Background: Patients with pathologic stage (p-Stage) IA non-small cell lung cancer (NSCLC) have a good survival rate because of possible curative resection. However, up to 10% of these patients relapse postoperatively. To identify unfavorable prognostic factors, we retrospectively analyzed the clinicopathological features of p-Stage IA disease, focusing on vascular invasion.
Methods: Of 467 patients with p-Stage I NSCLC, 335 were diagnosed with p-Stage IA or IB disease based on a lesion size ≤3 cm and the presence of pleural invasion (PL). Univariate and multivariate analyses of recurrence-free survival (RFS) were performed with age, sex, PL, and vascular invasion (blood vessel invasion [v] and lymphatic vessel invasion [ly]) as variables. To examine vascular invasion, hematoxylin-eosin (HE), Elastica van Gieson staining, and immunostaining with anti-podoplanin antibody were performed. The presence or absence of v and ly was recorded; the number of involved vessels was counted. Survival rates were obtained using the Kaplan-Meier method and log-rank test. Multivariate analyses were performed using the Cox proportional hazards model.
Results: RFS differed significantly between patients with no or one involved blood vessel (0 v or 1 v) and those with ≥2 involved vessels (≥2 v). Similarly, RFS differed significantly between patients with no lymphatic vessel involvement (0 ly) and those with one involved lymphatic vessel (1 ly). Thus, BVI(+) and BVI(-) were defined as ≥2 v and 0 v + 1 v, and LVI(+) and LVI(-) as ≥1 ly and 0 ly, respectively. BVI and LVI together represented tumor vessel invasion (TVI). On multivariate analyses, PL and TVI were independently associated with recurrence. Additionally, patients with p-Stage IA TVI(+) disease had a comparable recurrence rate to those with p-Stage IB disease.

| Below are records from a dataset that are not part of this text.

PR #1129, opened 2024-08-22
feat: add support for package components

### LINKED ISSUE #1126: Add support for package subcomponents
Some packages contain components that are identical or very similar to other packages. There should be a way to reuse these component definitions for multiple packages. A prime example for this would be databases, but other components should be possible as well. 

A package manifest file can include a list of components that should be installed alongside the package. A component declaration can be very similar to a dependency declaration but there are some differences in how they are handled during installation:
1. In contrast to dependencies, components are not shared between different package installations. 
2. Components are always prefixed with the name of the package they are installed as part of.
3. While dependencies are required to be cluster-scoped, components are required to be namespace-scoped. (This requirement follows from the points above and the fact that cluster-scoped packages may include components)

WE also considered adding support for packages that include more than one helm release and then creating helm charts for the components, but this has several disadvantages: 
1. Only helm charts are supported (we'd prefer to avoid to depend on helm more than necessary)
2. The version of a component can not be changed independently of the parent package

**Additional context**
This is sort of a follow-up of #112 but it became more pressing in the light of current package integration efforts.

kosmoz:
Closes #1126 

## 📑 Description
This PR adds support for Packages and ClusterPackages that contain other Packages in the form of "components". 

## ✅ Checks


kosmoz:
TODO: components are not cleaned up on uninstall

PR #153, opened 2019-12-10
FEV-1543 Fix tab index lookup

balderdash:
Tab indices were being looked up with the assumption that every user sees every tab. We need to filter by role before doing the lookup.


goldjay:
There's a bit of weirdness when clicking links from the admin change history.

balderdash:
I wasn't able to repro the missing tab, but I did fix some links from the admin tab.

goldjay:
@balderdash Looks like the tab was an issue with setting my permissions 😅

PR #154, opened 2019-12-10
Production credentials + Scheduled backup

goldjay:
* firebase credentials based on process environment variables
* Scheduled backup + old backup culling functions

NOTE: I'm going to change the backup to weekly once I verify the scheduler works

NOTE 2: Any recommendations for storing the API info other than an external non-check-in file?


functions/src/index.ts
```diff
@@ -26,14 +26,21 @@ import {
 
 // You're going to need this file on your local machine.  It's stored in our
 // team's LastPass ServerInfrastructure section.
-const serviceAccount = require("../flows-app-staging-key.json");
+const serviceAccount =
+  !process.env.NODE_ENV || process.env.NODE_ENV === "development"
```
balderdash: Does this work correctly for staging?

functions/src/index.ts
```diff
@@ -57,6 +64,58 @@ type CallResult =
       result: string;
     };
 
+const bucketName = "gs://flows-app-production-backup";
```
balderdash: I'd prefer not to hardcode "production". How about `gs://${serviceAccount.project_id}-backup`?

Same goes for a couple places below where flows-app-production is hardcoded.

src/store/corestore.ts
```diff
@@ -21,16 +21,12 @@ import {
   User,
   UserRole
 } from "../sharedtypes";
+import firebaseConfig from "./firebaseconfig.json";
```
balderdash: Would this file live in lastpass?

goldjay: Yes, that's the plan.

functions/src/index.ts
goldjay: Turns out no. Looks like the gcloud project id is available in functions so I'll just use that.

Conclusions: Similar to PL, TVI is an important factor increasing the likelihood of recurrence. As HE staining alone is insufficient for evaluating vascular invasion, specific staining is necessary. Moreover, patients with p-Stage IA TVI(+) disease had a recurrence rate comparable to those with p-Stage IB disease; therefore, further studies should aim to elucidate whether patients with p-Stage IA TVI(+) disease should be administered postoperative chemotherapy similar to that received by p-Stage IB patients.